Schematic design of the flexure-based mounting of the print head.
Slicer
In practice, Bond 3D applies a mix of flow and pressure control. Metaphorically this can be compared to the use of an electrical power supply: either setting the current, which yields a certain voltage, or setting the voltage to generate a certain current. Contour lines of shapes to be printed can simply be created using flow control. Here, pressure control does not make sense, as there is no line yet to which the new line has to be seamlessly matched; it’s only in the next step that the gap in between is filled up using pressure control. In 3D printing, the patterns to be printed are generated from a 3D model by a so-called slicer; it partitions the model into layers, or slices, that are to be printed one on top of another. Each layer is a set of 2D shapes, and the slicer determines the paths that need to be printed (similar to the ‘tool path’ for other CNC machines) and the amount of material to be extruded. When pressure-controlled printing is used, the slicer does not need to dictate how much material has to be extruded, but rather to which pressure the extruder has to be driven.
Commercially available slicers cannot distinguish between flow and pressure control, so Bond 3D decided to develop its own slicer that adds information to the slicing profile, indicating whether flow or pressure control is appropriate for the printing step at hand. The additional advantage of a proprietary slicer is that it greatly increases the flexibility in process development; new slicer options can be added almost instantaneously, further improving the quality of the printed products.
Mechanical properties
Bond 3D printing technology can produce both highly detailed, accurate porous structures (Figure 6) and voidless products. Resolution is below 0.3 mm and mechanical properties are excellent. Measurements on printed tensile specimens revealed a yield strength of 99 MPa, which compares favourably to the 98 MPa guaranteed by Victrex for its bulk material and exceeds the yield strength of flowcontrolled printed specimens by more than a factor of two.
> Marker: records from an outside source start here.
PR #53, opened 2018-08-18
Remove user-specified offline page; add static theme-overridable offline/500 templates

### LINKED ISSUE #50: Idea: Add support for custom theme template file to be used for offline page
Although you can use a regular page as the offline page and choose a page template it might be desirable to let theme authors create a template file specifically for offline use as it could be quite different, eg. with no menus etc.

There are a couple of suitable options for this:

- `503.php` - service unavailable, also send the same status code? Not sure this is technically accurate to use, as it could be either the site or user who is offline
- `offline.php` - not status code specific and self explanatory

### LINKED ISSUE #52: Serve static offline/500 template as opposed to using specially-designated page
We had quite a bit of back-and-forth in #9 about whether to serve a static `offline.php` template or a serve a designated offline page, but went ahead with going down the route of the latter: letting the user to select the offline page. We merged the ability to select the offline page (#23 and #45) and to be able to serve this page when offline (#48).

Nevertheless, through the implementation of this ability we've discovered some problems:

* The `page.php` template could be including assets that would not be precached, and would thus be broken.
* A user could supply content (e.g. a video) that would not be precached, and thus be broken.
* Reliably precaching the header image which would be served on the offline page can be a challenge, especially if the random header option is selected.
* The designated offline page could be an existing page, and in that case should it be removed from nav menus (#46)? Should the selected offline page be excluded from search results and being added to nav menus in the first place? What if they want to use the contact page as the offline page?

These complications have circled things back to what @nico-martin recommended in https://github.com/xwp/pwa-wp/issues/9#issuecomment-403241008 as part of the offline page:

> I think the `offline.php` template would be the better solution than asking the user to pick an offline-page.

Basically this debate comes down to two separate precedences in core for serving a template: do we follow the precedence of the privacy page, or do we follow the precedence of the 404 template? It should be noted that while case could be made for allowing a custom page to be designated to be served on the 404 template, core does not provide that ability (though it could be provided by a plugin). So this feature plugin providing a way to select a custom offline page now seems strange in this way.

If going the static template route, we have another challenge if we want to preserve the theme's design as much as possible. If we look at an example [`404.php`](https://github.com/WordPress/wordpress-develop/blob/4.9.8/src/wp-content/themes/twentyseventeen/404.php) template, we can see it is not as simple as just:

```php
<?php get_header(); ?>
<p>Not found!</p>
<?php get_footer(); ?>
```

No, there are multiple levels of wrapper elements that are required by the theme in order to get the hard-coded “Not Found” content to be laid out and styled properly. So we wouldn't be able to introduce an `offline.php` that could be faithful to the theme's required markup structure. But even if we did, there would be a chance that content in the header or footer that would fail to precache anyway.

One of the arguments I had about going with a user-selected page is that it would allow us to fully use the template hierarchy, where a theme could still fully be served with a single `index.php`. In such a theme, the 404 case can be built in by having a standard `if ( ! have_posts() )` condition. If a user-selected page were used, then it would be included in The Loop™ like any other content, and there wouldn't be the need for an additional hard-coded condition like `elseif ( is_offline() )`.

Nevertheless, a theme that only contains an `index.php` template is not exclusively using this template on a site. Enter the [`theme-compat` directory](https://github.com/WordPress/wordpress-develop/tree/master/src/wp-includes/theme-compat), and in particular [`embed.php`](https://github.com/WordPress/wordpress-develop/blob/master/src/wp-includes/theme-compat/embed.php). When calling `locate_template()` it will first check if a given template exists in the child theme and if not it checks the parent theme. If it doesn't exist in either of those locations, it then checks the `theme-compat` directory. And this is where the post embed template is served from in most WordPress themes, since `embed.php` is normally not implemented. And this is a very similar situation to where themes will be once an offline page is introduced.

So the best solution for proposed core merge is to design a good-looking generic `offline.php` (and `500.php`) be located in the `theme-compat` directory to be served when the user/site is offline. If a theme defines a `offline.php` then they will have to do additional work to make sure that any assets used on this page are included among those that are precached. Additionally, **a plugin should be able to override which URL is used for the offline page so that they can provide the ability to select a custom page**.

So in the end a theme would not have to define an `offline.php` to see the site-specific offline page, but they should define one if they want to have the offline page styled according to their theme, instead of a generic one.

westonruter:
Fixes #52. Fixes #50.

For an example of how to supply custom `500.php` and `offline.php` templates in a theme, see this PR for a child theme of Twenty Seventeen: https://github.com/westonruter/twentyseventeen-westonson/pull/1

For an example of how the AMP plugin can extend, see https://github.com/Automattic/amp-wp/pull/1261

The code in this PR is organized to mirror where the code would be incorporated into a core patch.

* Removes code for user-selected offline page from #28 and #48. It was determined in #52 that this logic is better suited to a plugin rather than core. For the proposed core merge, only static templates will be served instead (similar to `404.php`).
* Adds `error.php` as a root in the template hierarchy (similar to `embed.php`), with `offline.php` and `500.php` as more specific templates.
* Add default styles for the `error.php` template to match the style of `wp_die()`.
* Includes default `error.php`, `offline.php`, and `500.php` to a `theme-compat` directory so that they will be used if no template file exists in the theme. There are `header-error.php` and `footer-error.php` templates to be used for this template, similar again to how there are `header-embed.php` and `footer-embed.php`; these new header files have `error_head` and `error_footer` actions to correspond with the `embed_head`/`wp_head` and `embed_footer`/`wp_footer` actions respectively. 
* Adds `is_500()` to accompany `is_offline()`. Set `$wp_query->is_500` and `$wp_query->is_offline`.
* Adds `get_offline_template()` and `get_500_template()` to follow the pattern of other such `get_*_template()` functions in core.
* Adds `wp_error_template` query var and serves the appropriate error template when `?wp_error_template=500` or `?wp_error_template=offline` are in the URL.
* Add filters `wp_offline_error_precache_entry` and `wp_server_error_precache_entry` for modifying the default URLs (and their revisions) for the offline/server error templates used on the frontend, respectively.
* Adds `error` to the body class in addition to `error500` (to follow `error404`) and `offline` when `is_500()` or `is_offline()` are true respectively.
* Sets the document title to include “Internal Server Error“ or “Offline” when `is_500()` or `is_offline()` respectively.
* Add no-robots `meta` tag to error template for good measure.
* In addition to the theme-controlled offline/server error templates, also introduce an admin-specific offline/server error screen that is not overridable by the theme. This will allow for admin-specific functionality to be served by the service worker, including a place where to list which administrative actions can be performed while offline.
* Displays any error message returned on the internal server error response inside of a `details` element on the `500.php` template and server error admin screen. A `wp_print_service_worker_error_details_script()` PHP function is introduced to facilitate passing error details to the template.
* Introduce `wp_front_service_worker` and `wp_admin_service_worker` actions for when serving front/admin works, respectively. Also introduce `wp_service_worker` action to run as well when either worker is being served.
* Deprecate `WP_Service_Workers::register()` in favor of `WP_Service_Workers::register_script()`.
* Remove redundant `wp_register_routes_precaching()` function. 
* Deprecate `WP_Service_Workers::register_precached_routes( $entries )` in favor of `WP_Service_Workers::register_precached_route( $url, $options )`. The `$options` array can have a `revision` and `cache` keys, where the `cache` can be “precache” or “runtime” but defaulting to the former. If “runtime” then the `revision` key is not currently allowed.
* Introduce `WP_Service_Workers::register_precached_scripts()` and `WP_Service_Workers::register_precached_styles()` methods to facilitate precaching already-registered scripts and styles. 
* Introduce `WP_Service_Workers::register_precached_custom_background()`, `WP_Service_Workers::register_precached_custom_header()`, `WP_Service_Workers::register_precached_custom_logo()`, and `WP_Service_Workers::register_precached_site_icon()` helper methods.
* Enqueue frontend scripts when serving front service worker ~and enqueue admin scripts when serving admin service worker~ (cannot since it not run in admin context; this may need to be revisited for Turbo mode). Doing so ensures that the scripts (and styles) will exist.
* Add support for `precache` argument for registered scripts and styles, and automatically precache them at `wp_front_service_worker` action.
* Add runtime caching of Google Fonts by default via `WP_Service_Workers::register_cached_font_routes()`.
* Precache custom header, logo, background, site icon, and precache-flagged scripts/styles by default. Allow disabling via a call like:
```php
add_action( 'wp_default_service_workers', function( $sw ) { 
    remove_action( 'wp_front_service_worker', array( $sw, 'register_precached_custom_header' ) ); 
} );
```
* Postpone serving worker from `parse_request` to `parse_query` to give opportunity for more scripts to be enqueued.
* Improve API for enabling navigation preload: use `wp_service_worker_navigation_preload` filter name, and pass current scope as second param.
* Discontinue registering required base scripts in favor of calling them directly.

# Screenshots

## Frontend Offline Page Template

image

## Frontend Internal Server Error Template

image

# Todo

* [x] Add some default styling to the error template.
* [x] Precache the offline and 500 template URLs.
* [x] Serve the offline and 500 responses when appropriate.
* [x] Populate the error details on `500.php` with any information available.
* [x] Opt to remove 'ver' in favor of having arg included among ignoreUrlParametersMatching.
* [x] Declare script/style preloading via `wp_scripts()->add_data( 'foo', 'precache', true );`
* [x] Uncaught (in promise) DOMException: Failed to register a ServiceWorker: The script has an unsupported MIME type ('text/html'). 
* [x] Use md5 of 500/offline template path in revision.
* [ ] Prevent requesting frontend offline/server error templates with credentials?
* [ ] Use networkFirst for precached assets when WP_DEBUG enabled.
* [ ] Add tests.


westonruter:
As of now, this PR results in Lighthouse giving PWA a perfect score:

image

westonruter:
Ready for initial review. 

Here's a handy little plugin for simulating PHP errors, so you can just throw `?internal_server_error` onto any URL, whether on the frontend or the admin: https://gist.github.com/westonruter/9b7330fffd24dd61aa1519004a2608b1

wp-includes/class-wp-service-workers.php
```diff
@@ -149,87 +154,95 @@ public function get_current_scope() {
...
-	 *
-	 * @todo It may be unsafe to use staleWhileRevalidate caching here. It is needed for caching background images in stylesheets. It may be safer to do networkFirst, at least when SCRIPT_DEBUG is enabled.
-	 */
-	protected function add_offline_page_caching() {
-		$offline_page = $this->get_offline_page();
-		if ( ! $offline_page ) {
-			return;
+		$revision = sprintf( '%s-v%s', get_template(), wp_get_theme( get_template() )->Version );
+		if ( get_template() !== get_stylesheet() ) {
+			$revision .= sprintf( ';%s-v%s', get_stylesheet(), wp_get_theme( get_stylesheet() )->Version );
```
hellofromtonya: Is there a need to call `get_template()` and `get_stylesheet()` multiple times here?  Each time we call it, it's passing through the filters and consuming a bit of processing time.  Could we instead store it into a variable and then reuse the variable here?

wp-includes/class-wp-service-workers.php
```diff
@@ -521,6 +384,209 @@ public function register_precached_routes( $routes ) {
...
 	}
 
+	/**
+	 * Register scripts which are pre-cached.
+	 *
+	 * @todo Consider storing the script $handles to refer to later by the offline page for what to dequeue.
+	 * @since 0.2
+	 * @param array $handles Script handles.
+	 */
+	public function register_precached_scripts( $handles ) {
```
hellofromtonya: @westonruter For these new method, do you think we should provide functionality, i.e. function or hook, to make it easier for theme developers to register their scripts and styles.  I see confusion around _when_ to do the registration process.  For example, should the assets be enqueued and then registered?

Or better yet, could we _add_ configuration parameter to mark scripts and styles for precaching?

wp-includes/class-wp-service-workers.php
westonruter: Yeah, good call. Fixed in 2aed1a9f2a19ac329fa256dff47df8d063df82ae.

wp-includes/class-wp-service-workers.php
```diff
@@ -271,6 +271,13 @@ public function get_workbox_script() {
 		);
 		$script .= sprintf( "workbox.setConfig( %s );\n", wp_json_encode( $options, 64 /* JSON_UNESCAPED_SLASHES */ ) );
 
+		$cache_name_details = array(
+			'prefix' => 'wordpress',
+			'suffix' => 'v1',
+		);
```
hellofromtonya: 👍 I like this.  Good job!

wp-includes/class-wp-service-workers.php
hellofromtonya: Thanks for the link to how you envision it being used.  I knew you were working on an example theme implementation.

>I really like like the idea of a new script/style attribute like “preload”.

>And then the service worker could automatically look for any such styles that have this precache flag to include it, and then this list of styles/scripts would then be used to obtain the list of script/style handles to pass to this method automatically.

Right, it seems to fit into how theme developers enqueue.  At the point where you enqueue, tell us if you want to pre-cache or not. Then the plugin (and later core) handles it for you.

westonruter:
@hellofromtonya In regards to https://github.com/xwp/pwa-wp/pull/53#discussion_r212405703 I've switched to using `precache` data on the given registered scripts and styles. That makes it much cleaner. See updated PR: https://github.com/westonruter/twentyseventeen-westonson/pull/1

wp-includes/class-wp-service-workers.php
```diff
@@ -436,11 +443,18 @@ public function register_precached_scripts( $handles ) {
...
-	 * @todo Consider storing the style $handles to refer to later by the offline page for what to dequeue.
 	 * @since 0.2
-	 * @param array $handles style handles.
+	 * @param array $handles style handles. If empty, then registered scripts with precache enabled will be used.
 	 */
-	public function register_precached_styles( $handles ) {
+	public function register_precached_styles( $handles = array() ) {
+		if ( empty( $handles ) ) {
+			foreach ( wp_styles()->registered as $handle => $dependency ) {
+				if ( ! empty( $dependency->extra['precache'] ) ) {
```
hellofromtonya: @westonruter 👍

wp-includes/class-wp-service-workers.php
```diff
@@ -399,11 +399,18 @@ public function register_precached_routes( $routes ) {
...
-	 * @todo Consider storing the script $handles to refer to later by the offline page for what to dequeue.
 	 * @since 0.2
-	 * @param array $handles Script handles.
+	 * @param array $handles Script handles. If empty, then registered scripts with precache enabled will be used.
 	 */
-	public function register_precached_scripts( $handles ) {
+	public function register_precached_scripts( $handles = array() ) {
+		if ( empty( $handles ) ) {
+			foreach ( wp_scripts()->registered as $handle => $dependency ) {
+				if ( ! empty( $dependency->extra['precache'] ) ) {
```
hellofromtonya: @westonruter 👍

hellofromtonya:
>In regards to 53 (comment) I've switched to using precache data on the given registered scripts and styles. That makes it much cleaner. See updated example PR: westonruter/twentyseventeen-westonson#1

@westonruter I like that solution much better. Good job 👍

westonruter:
@hellofromtonya I think we should probably merge this PR now as is and iterate more in other PRs. It's getting too big to manage now. I feel pretty good about it as a mergeable state given that there is a theme and plugin successfully using the API.

wp-includes/class-wp-service-workers.php
```diff
@@ -522,30 +480,293 @@ public function register_precached_routes( $routes ) {
...
 
-			$routes_list[] = $route;
+		$attachment = get_post( get_option( 'site_icon' ) );
+		if ( ! $attachment ) {
+			return 0;
 		}
-		if ( empty( $routes_list ) ) {
-			return '';
+
+		$image_urls = array_unique( array(
```
hellofromtonya: @westonruter Why just these sizes?  Do we want to provide a filter that allows a theme developer to modify the site icon sizes, i.e. an array of sizes?  Using that strategy, we could then iterate over sizes to get the URL, register the precached route, and increment the count.

wp-includes/template-loader.php
```diff
@@ -0,0 +1,31 @@
...
+ *
+ * @since 0.2
+ *
+ * @param string $template Template.
+ * @return string Template to include.
+ */
+function _pwa_filter_template_include( $template ) {
+	$located_template = null;
+	if ( is_offline() ) {
+		$located_template = pwa_locate_template( array( 'offline.php', 'error.php' ), false );
```
hellofromtonya: @westonruter Right now, we are repeating which templates are associated with `is_offline` and `is_500`.  Would it be better to centralize each and then use that mechanism (constant or function) to get the collection?

wp-includes/template-loader.php
```diff
@@ -0,0 +1,31 @@
...
+	} elseif ( is_500() ) {
+		$located_template = pwa_locate_template( array( '500.php', 'error.php' ), false );
```
hellofromtonya: Same questions as above.

wp-includes/class-wp-service-workers.php
```diff
@@ -239,206 +264,83 @@ protected function get_offline_page_serving_script() {
...
+	 * @link https://github.com/GoogleChrome/workbox
 	 *
 	 * @return string Script.
 	 */
-	public function get_workbox_script() {
+	protected function get_base_script() {
 
-		$workbox_dir = 'wp-includes/js/workbox-v3.4.1/';
+		$current_scope = $this->get_current_scope();
+		$workbox_dir   = 'wp-includes/js/workbox-v3.4.1/';
```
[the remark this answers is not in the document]
westonruter: It actually won't be referenced anywhere else than this method. Since we define `modulePathPrefix` then the library will henceforth know how to load its own modules. Themes and plugins should not know or care where Workbox is located. So I don't think we need a constant or method in this case.

wp-includes/class-wp-service-workers.php
westonruter: Good question. I'll add a note explaining that the URLs here are those which are used in `wp_site_icon()`. Inside that function, there is also a `site_icon_meta_tags` filter that applies where for plugins to add new icon sizes potentially. But that will then require us to (1) do output buffering to capture, and (2) parse out the `href` attributes to obtain the URLs. There's not a clean way to just get the actual URLs. So I'll add a comment indicating that this is something we could do in the future, but for now I think this is sufficient.

Side note: it seems Chrome doesn't even respect the service worker's cache of the site icon when I go offline.

wp-includes/template-loader.php
westonruter: Yes, good call. We need a `get_offline_template()` and `get_500_template()` to coincide with the other `get_*_template()` functions.

wp-includes/class-wp-service-workers.php
westonruter: Comment added in 4193e499b5d313cc2c944851c51867b31a642ad5

wp-includes/class-wp-query.php
```diff
@@ -0,0 +1,38 @@
...
+ */
+
+/**
+ * Parse query for an error template request.
+ *
+ * @param WP_Query $query Query.
+ */
+function pwa_parse_query_for_error_template( WP_Query $query ) {
+	$error_template = $query->get( 'wp_error_template' );
+	if ( in_array( $error_template, array( 'offline', '500' ), true ) ) {
```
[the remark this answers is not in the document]
westonruter: Done in 4193e499b5d313cc2c944851c51867b31a642ad5

wp-includes/template-loader.php
westonruter: Done in c9e6a1b52d92e1b299861430c48334f16b26cf0e

wp-includes/template-loader.php
westonruter: See c9e6a1b52d92e1b299861430c48334f16b26cf0e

A gas pressure test on a printed manifold-like part with 1.3 mm wall thickness (Figure 7) showed no failure up to 100 bar; the leak rate was below the detection limit of 3·10-6 mbar·l/s. Another part, a vessel designed to have a well-defined stress concentration at the location with least wall thickness (1.4 mm), withstood up to up 115 bar pressure before bursting, equivalent to a Von Mises stress of 89 MPa in the outer wall (Figure 8). The challenge now is to prove that the fatigue strength of printed parts is on par with that of bulk products. For this, voidless printing is crucial, because even the smallest voids can generate micro-cracks that propagate through the part, eventually leading to fatigue failure. Micro CT scans are used to prove the absence of voids.
Conclusion
Voidless printing is one of the key performance indicators in Bond 3D’s technology roadmap. Current development at Bond 3D is performed using three functional model printers (Figure 9). A first batch of eight production-ready printers is scheduled (Figure 10) for this autumn. Bond 3D’s patented technology is capable of printing complex, functional parts made of PEEK with excellent mechanical properties, including in the z-direction. This enables the additive manufacturing of high-strength, isotropic parts with properties comparable to those of conventionally moulded or machined PEEK parts, while allowing for freedom in design and complex structures that are not possible using conventional techniques.